EXERCISE GOAL —
All of the records must be restated exactly, with every line complete.

THE RECORDS —
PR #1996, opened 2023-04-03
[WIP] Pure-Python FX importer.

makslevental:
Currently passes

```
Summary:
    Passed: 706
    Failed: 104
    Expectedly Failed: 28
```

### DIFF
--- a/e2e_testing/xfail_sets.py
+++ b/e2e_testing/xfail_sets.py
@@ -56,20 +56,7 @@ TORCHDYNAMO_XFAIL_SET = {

SOLUTION BELOW —
PR #1996, opened 2023-04-03
[WIP] Pure-Python FX importer.

makslevental:
Currently passes

```
Summary:
    Passed: 706
    Failed: 104
    Expectedly Failed: 28
```

### DIFF
--- a/e2e_testing/xfail_sets.py
+++ b/e2e_testing/xfail_sets.py
@@ -56,20 +56,7 @@ TORCHDYNAMO_XFAIL_SET = {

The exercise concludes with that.